--- Exercise description ---
Below are the records; they must be reproduced verbatim.

--- Materials provided ---
------------------------------------------------

PR #22027, opened 2022-01-06
watchdog: return current timeout

yuwata:
Addresses https://github.com/systemd/systemd/issues/22001#issuecomment-1005896305.

### DIFF
--- a/src/core/manager.c
+++ b/src/core/manager.c
@@ -3234,7 +3234,7 @@ void manager_set_watchdog(Manager *m, WatchdogType t, usec_t timeout) {
 
         if (t == WATCHDOG_RUNTIME)
                 if (!timestamp_is_set(m->watchdog_overridden[WATCHDOG_RUNTIME]))
-                        (void) watchdog_setup(timeout);
+                        (void) watchdog_setup(&timeout);
 
         m->watchdog[t] = timeout;
 }
@@ -3251,7 +3251,7 @@ void manager_override_watchdog(Manager *m, WatchdogType t, usec_t timeout) {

------------------------------------------------

--- Answer ---
PR #22027, opened 2022-01-06
watchdog: return current timeout

yuwata:
Addresses https://github.com/systemd/systemd/issues/22001#issuecomment-1005896305.

### DIFF
--- a/src/core/manager.c
+++ b/src/core/manager.c
@@ -3234,7 +3234,7 @@ void manager_set_watchdog(Manager *m, WatchdogType t, usec_t timeout) {
 
         if (t == WATCHDOG_RUNTIME)
                 if (!timestamp_is_set(m->watchdog_overridden[WATCHDOG_RUNTIME]))
-                        (void) watchdog_setup(timeout);
+                        (void) watchdog_setup(&timeout);
 
         m->watchdog[t] = timeout;
 }
@@ -3251,7 +3251,7 @@ void manager_override_watchdog(Manager *m, WatchdogType t, usec_t timeout) {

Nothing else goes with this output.